2. EXPERIMENTAL SECTION 2.1. Materials. Sodium alginate was purchased from Acros Organics (Morris Plains, NJ). Calcium chloride (anhydrous) was ordered from Beijing Chemical Works (Beijing, China), Lactococcus lactis-expressing PAL was constructed by our research group. Cinnamic acid was from Sigma-Aldrich Inc. (Germany). L-Phenylalanine was from Beijing XinJingKe Biotechnology Co., Ltd. (China), and other reagents were analytically pure. 2.2. Mice and Diets.
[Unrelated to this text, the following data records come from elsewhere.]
PR #446, opened 2021-05-21
JAMES-3516 Add threadId property to MessageResult POJO, MailboxMessage POJO

quantranhong1999:
We don't have threadId guessing algorithm yet, so now threadId property is naive implemented equals MessageId.
I think I should have put threadId property to some Implemented MailboxMessage constructor/ builder. However I not sure which Message model JMAP is using...

### DIFF
--- a/mailbox/api/src/main/java/org/apache/james/mailbox/model/ThreadId.java
+++ b/mailbox/api/src/main/java/org/apache/james/mailbox/model/ThreadId.java
@@ -1,0 +1,58 @@
+/******************************************************************
+ * Licensed to the Apache Software Foundation (ASF) under one     *
+ * or more contributor license agreements.  See the NOTICE file   *
+ * distributed with this work for additional information          *
+ * regarding copyright ownership.  The ASF licenses this file     *
+ * to you under the Apache License, Version 2.0 (the              *
+ * "License"); you may not use this file except in compliance     *
+ * with the License.  You may obtain a copy of the License at     *
+ *                                                                *
+ * http://www.apache.org/licenses/LICENSE-2.0                     *
+ *                                                                *
+ * Unless required by applicable law or agreed to in writing,     *
+ * software distributed under the License is distributed on an    *
+ * "AS IS" BASIS, WITHOUT WARRANTIES OR CONDITIONS OF ANY         *
+ * KIND, either express or implied.  See the License for the      *
+ * specific language governing permissions and limitations        *
+ * under the License.                                             *
+ ******************************************************************/
+
+package org.apache.james.mailbox.model;
+
+import java.util.Objects;
+
+import com.google.common.base.MoreObjects;
+
+
+public class ThreadId {
+    private final MessageId baseMessageId;
+
+    public ThreadId(MessageId baseMessageId) {
+        this.baseMessageId = baseMessageId;
+    }
+
+    public MessageId getBaseMessageId() {
+        return baseMessageId;
+    }
+
+    @Override
+    public final boolean equals(Object o) {
+        if (o instanceof ThreadId) {
+            ThreadId that = (ThreadId) o;
+            return Objects.equals(this.baseMessageId, that.baseMessageId);
+        }
+        return false;
+    }
+
+    @Override
+    public final int hashCode() {
+        return Objects.hashCode(baseMessageId);
+    }
+
+    @Override
+    public String toString() {
+        return MoreObjects.toStringHelper(this)
+            .add("baseMessageId", baseMessageId)
+            .toString();
+    }
+}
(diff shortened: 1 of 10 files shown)


mailbox/store/src/main/java/org/apache/james/mailbox/store/mail/model/DelegatingMailboxMessage.java
```diff
@@ -112,6 +113,10 @@ public MessageId getMessageId() {
         return message.getMessageId();
     }
 
+    public ThreadId getThreadId() {
+        return (ThreadId) message.getMessageId();
```
Arsnael, line 117: I would not be surprised that this breaks if you try to really access it... Did you see the implementations of MessageId for memory and Cassandra?

mailbox/store/src/main/java/org/apache/james/mailbox/store/StoreMessageResultIterator.java
```diff
@@ -191,6 +192,11 @@ public MessageId getMessageId() {
             return messageMetaData().getMessageId();
         }
 
+        @Override
+        public ThreadId getThreadId() {
+            return (ThreadId) messageMetaData.getMessageId();
```
Arsnael, line 197: idem

mailbox/api/src/main/java/org/apache/james/mailbox/model/ThreadId.java
```diff
@@ -0,0 +1,62 @@
...
+ * specific language governing permissions and limitations        *
+ * under the License.                                             *
+ ******************************************************************/
+
+package org.apache.james.mailbox.model;
+
+import com.google.common.base.MoreObjects;
+import com.google.common.base.Objects;
+
+public class ThreadId implements MessageId {
```
Arsnael, line 25: I'm not convinced about this... I will think about it.

Arsnael:
Your ThreadId is not equal to MessageId here. You just "implement" the MessageId interface in a complete different way that the mem and Cassandra implems. I' prettu sure if you write some quick tests and try to access it with your cast, it breaks? 

I don't think ThreadId should be implemented this way... Not sure what would be the best approach here. Maybe I would have just duplicated the MessageId code and renamed it ThreadId? And add a method to make ThreadId and MessageId conversions... but I'm not sure either...

@chibenwa have a better idea?

quantranhong1999:
Instead of
```
return (ThreadId) message.getMessageId();
```
Which I think it gonna fail
How about 
```
return new ThreadId(message.getMessageId().serialize());
```

Arsnael:
Sounds already better

mailbox/jpa/src/main/java/org/apache/james/mailbox/jpa/mail/model/openjpa/AbstractJPAMailboxMessage.java
```diff
@@ -493,6 +494,11 @@ public MessageId getMessageId() {
         return new DefaultMessageId();
     }
 
+    @Override
+    public ThreadId getThreadId() {
+        return (ThreadId) getMessageId();
```
chibenwa, line 499: You then should built a ThreadId that wraps the messageId.

mailbox/store/src/main/java/org/apache/james/mailbox/store/mail/model/MailboxMessage.java
```diff
@@ -33,6 +34,8 @@
  */
 public interface MailboxMessage extends Message, Comparable<MailboxMessage> {
 
+    ThreadId getThreadId();
```
chibenwa, line 37: It may worth writing tests for this in SimpleMailboxMessageTest ?

mailbox/store/src/main/java/org/apache/james/mailbox/store/MessageResultImpl.java
```diff
@@ -87,7 +88,12 @@ public MessageUid getUid() {
     public MessageId getMessageId() {
         return message.getMessageId();
     }
-    
+
+    @Override
+    public ThreadId getThreadId() {
+        return message.getThreadId();
```
chibenwa, line 94: Can we try in MailboxManagerTest to access the threadId of a message?

chibenwa (commented):
A good first step.

chibenwa:
`return new ThreadId(message.getMessageId().serialize());`

Underlying storing things as string is innefficient.

I would prefer `return new ThreadId(message.getMessageId());` as:

 - The first messageId seems like a good way to designate a thread
 - We can rely on the implementation-specific MessageId to avoid yet another generic POJO.
 
 (for me the alternative is having a generic `ThreadId` and a `CassandraThreadId`, `JpaThreadId`, `MemoryThreadId` but it seems pretty boiler plate to me....)

chibenwa (approved):
Looks good to me!

quantranhong1999:
I have a question: 
How should I know where I need to write the tests following the POJOs changes? 
Why MailboxManagerTest and SimpleMailboxMessageTest? I see many other tests related to MailboxMessage and MessageResult POJOs

chibenwa:
Good question.

IMO they are the most logical place. If I am looking to understand a behaviour I would go there first. Why not in other places: because we IMO do not want to duplicate things too much.

Arsnael (approved):

chibenwa:
Quan can you squash this branch so that we can merge it?

quantranhong1999:
> Quan can you squash this branch so that we can merge it?

I will do it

The PKU model mice, which were offspring from hybridization of BTBR-Pahenu2 mice and C57BL/ 6J mice,12 were bred in the Laboratory of Animal Sciences, Peking University Health Center. Animals were maintained and bred by standard methods of mouse husbandry, using mouse and rat formula feed according to GB 14924.3-2001. The low-Phe diet contained all essential amino acids except Phe (prepared as a formula of the Teklad Research Diet #TD90368). The PKU model mice were fed with a low-Phe diet for 20 days before the therapy, and then each mouse was put on a regular diet of 3 g/day during the therapy. All procedures were reviewed and approved by the Animal Care Committee, Peking University Health Center. 2.3. Preparation of Blank and LLEP-Encapsulated CaAlginate Microparticles. The experimental setup is shown in Figure 1. In detail, 6 g of alginate solution (1.0 wt %) was introduced into the system by a pump, and droplets were produced by nitrogen gas passing through the nozzle. Then the droplets dropped into a large beaker containing 200 mL of CaCl2 solution (0.5 mol/L) to be directly solidified. The Caalginate microparticles containing LLEP were prepared by dispersing 1 g of LLEP into 6 g of alginate solution (1.0 wt %). The preparation procedure was as the same as that mentioned above. The blank or Ca-alginate microparticles containing LLEP were separated by centrifugation after solidification and washed twice with physiological saline to remove the residual CaCl2 on the surface. 2.4. Sample Characterization. An optical microscope (XSZH3, ChongQing Opitical & Electrical Instrument Co., Ltd., P. R.

Figure 1. A schematic presentation of the experimental setup.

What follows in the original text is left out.